### Instructions to follow
Every line from the one bearing "Grant Spence <gspence@redhat.com>" through the last line of the entries should be printed exactly, with no other output.

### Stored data

PR #619, opened 2024-08-28
OCPBUGS-38426: DO NOT MERGE: validate haproxy22-2.2.24-5.rhaos4.13.el8.x86_64.rpm

gcs278:
/hold
/wip

### DIFF
--- a/0001-Resolve-https-issues.redhat.com-browse-OCPBUGS-24455.patch
+++ b/0001-Resolve-https-issues.redhat.com-browse-OCPBUGS-24455.patch
@@ -1,0 +1,683 @@
+From 3f950735d5c8cca8d288b880811468e3d74d8be5 Mon Sep 17 00:00:00 2001
+From: Grant Spence <gspence@redhat.com>
+Date: Wed, 28 Aug 2024 08:30:00 -0400
+Subject: Resolve https://issues.redhat.com/browse/OCPBUGS-24455
+ (CVE-2023-45539)
+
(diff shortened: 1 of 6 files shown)


gcs278:
Everything worked first round.
/test all

gcs278:
2nd test run success:
/test all

gcs278:
One more round for sanity:
/test all

alebedev87:
It's a pity `e0c9008874b89621449f7ff3e9bc6db4e94fac6d BUG/MINOR: h2: reject more chars from the :path pseudo header`commit didn't mention `b12ab9c04 MINOR: ist: Add istend() function to return a pointer to the end of the string` as a dependency along with the others. Should we do it in our patch or we don't do it in haproxy distgit and [Jira comment](https://issues.redhat.com/browse/OCPBUGS-39119?focusedId=25489157&page=com.atlassian.jira.plugin.system.issuetabpanels%3Acomment-tabpanel#comment-25489157)  is enough?

alebedev87:
> Right, it's a pity, but I don't think we should edit the commit message, I think we should still take the commit as-is to avoid confusion. I think leaving a paper (comment) trail in the Jira is sufficient.

I thought of a README file rather the commit message. But I think Jira ticket reference (which is already there) is indeed enough.

gcs278:
See [comment](https://issues.redhat.com/browse/OCPBUGS-39119?focusedId=25513826&page=com.atlassian.jira.plugin.system.issuetabpanels%3Acomment-tabpanel#comment-25513826)
/close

### Answer to this problem
+From: Grant Spence <gspence@redhat.com>
+Date: Wed, 28 Aug 2024 08:30:00 -0400
+Subject: Resolve https://issues.redhat.com/browse/OCPBUGS-24455
+ (CVE-2023-45539)
+
(diff shortened: 1 of 6 files shown)


gcs278:
Everything worked first round.
/test all

gcs278:
2nd test run success:
/test all

gcs278:
One more round for sanity:
/test all

alebedev87:
It's a pity `e0c9008874b89621449f7ff3e9bc6db4e94fac6d BUG/MINOR: h2: reject more chars from the :path pseudo header`commit didn't mention `b12ab9c04 MINOR: ist: Add istend() function to return a pointer to the end of the string` as a dependency along with the others. Should we do it in our patch or we don't do it in haproxy distgit and [Jira comment](https://issues.redhat.com/browse/OCPBUGS-39119?focusedId=25489157&page=com.atlassian.jira.plugin.system.issuetabpanels%3Acomment-tabpanel#comment-25489157)  is enough?

alebedev87:
> Right, it's a pity, but I don't think we should edit the commit message, I think we should still take the commit as-is to avoid confusion. I think leaving a paper (comment) trail in the Jira is sufficient.

I thought of a README file rather the commit message. But I think Jira ticket reference (which is already there) is indeed enough.

gcs278:
See [comment](https://issues.redhat.com/browse/OCPBUGS-39119?focusedId=25513826&page=com.atlassian.jira.plugin.system.issuetabpanels%3Acomment-tabpanel#comment-25513826)
/close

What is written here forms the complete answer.